・TBSラジオ/東京RADIO CLUB 編『東京ミステリー/とっておきの怖い話』(2)
昨日の続きで、まづ二見WAi WAi文庫『東京ミステリー/とっておきの怖い話』について、一昨日までと同じの要領で取り上げる話の題と投稿者を示して置こう。第六章「語りつがれてきた戦慄の怪奇譚」の4話め、217頁6行め~219頁8行め、
【54】お父さんの背中―――O・Sさん(十五歳)
と冒頭の行にある(番号は整理のために仮に付した)。
これを大島氏が「転用」元とする常光徹『学校の怪談2』の4章め、146~179頁「友だちからきいたこわい話」12話中9番め、169頁4行め~171頁5行め「おとうさんの肩」、それから常光氏の「再話」元である、2018年8月19日付(36)に要約等を示した、日本の現代伝説『ピアスの白い糸』155~177頁、大島広志「Ⅳ 家族」の3節め「父の背中」の例話とも比較して見よう。
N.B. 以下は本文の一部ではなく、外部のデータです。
PR #966, opened 2019-09-05
Disable Azure Active Directory Password build job on Travis CI

arthurschreiber:
This disables the Azure Active Directory Password build job on Travis CI until we can fix the configuration and bring it back.


arthurschreiber:
@IanChokS thank you so much for solving that one! 🙌🏻 ❤️

PR #972, opened 2019-09-19
Convert more files over to TypeScript

arthurschreiber:
This converts many of the remaining code files over to TypeScript. There's been a few non-type related changes to make the type information a bit easier to add, but overall the changes should be mostly straightforward. 😅


src/connection.d.ts
```diff
@@ -6,6 +6,7 @@ export type ConnectionOptions = {
   tdsVersion: string,
   camelCaseColumns: boolean,
   useColumnNames: boolean,
+  useUTC: boolean,
```
arthurschreiber: 👍

src/data-types/binary.ts
```diff
@@ -26,7 +26,7 @@ const Binary: { maximumLength: number } & DataType = {
     return 'binary(' + length + ')';
   },
 
-  resolveLength: function(parameter) {
+  resolveLength: function(parameter): number {
```
arthurschreiber: I don't think the return type needs to be repeated here. 🤔 

```suggestion
  resolveLength: function(parameter) {
```

src/data-types/bit.ts
```diff
@@ -14,7 +15,7 @@ module.exports = {
     buffer.writeUInt8(1);
   },
 
-  writeParameterData: function(buffer, parameter, options, cb) {
+  writeParameterData: function(buffer, parameter: ParameterData<null | unknown>, options, cb) {
```
arthurschreiber: Let's stick to any here, until the remaining code was streamlined and it's clearer what the parameter data type can be.

```suggestion
  writeParameterData: function(buffer, parameter: ParameterData<any>, options, cb) {
```

src/data-types/bit.ts
```diff
@@ -24,7 +25,7 @@ module.exports = {
     cb();
   },
 
-  validate: function(value) {
+  validate: function(value): null | boolean {
```
arthurschreiber: 👍

src/data-types/char.ts
```diff
@@ -1,20 +1,25 @@
...
+const Char: { maximumLength: number } & DataType = {
   id: 0xAF,
   type: 'BIGCHAR',
   name: 'Char',
   hasCollation: true,
   dataLengthLength: 2,
   maximumLength: 8000,
 
-  declaration: function(parameter) {
+  declaration: function(parameter: Parameter) {
```
arthurschreiber: I don't think you need to specify the type of `parameter` again.

```suggestion
  declaration: function(parameter) {
```

src/data-types/char.ts
```diff
@@ -1,20 +1,25 @@
...
+    //const value = parameter.value as null | string | { toString(): string };
+    const value = parameter.value as any; //Temporary solution. Remove 'any' later.
```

【A】「民話と文学の会かいほう」No.50(1987.7)大島広志「父の背中」
→『ピアスの白い糸』(1994.11)166頁15行め~167頁5行め
【B】講談社KK文庫『学校の怪談2』(1991.8)常光徹「おとうさんの肩」169頁5行め~171頁5行め
【C】「東京ミステリー」(1992夏)O・Sさん「お父さんの背中」217頁7行め~219頁8行め
仮に【A・B・C】とする。【A】の初出誌は2016年12月22日付「大島廣志 編『野村純一 怪異伝承を読み解く』(1)」等に述べたように一般人が目にする機会はないと云って良い。だから【C】の「転用」元はまづ【B】と云うことになるはずである。【C】は書籍の刊年ではなく5月29日付東京RADIO CLUB「東京ミステリー」(2)」に確認したラジオ番組「岸谷五朗の東京RADIO CLUB」に「東京ミステリー」のコーナーがあった時期で、【B】は2017年1月23日付「常光徹『学校の怪談』(005)」に見たように、ちょうどその1年前に刊行されており、まさに「時系列の完璧な一致」を見せる。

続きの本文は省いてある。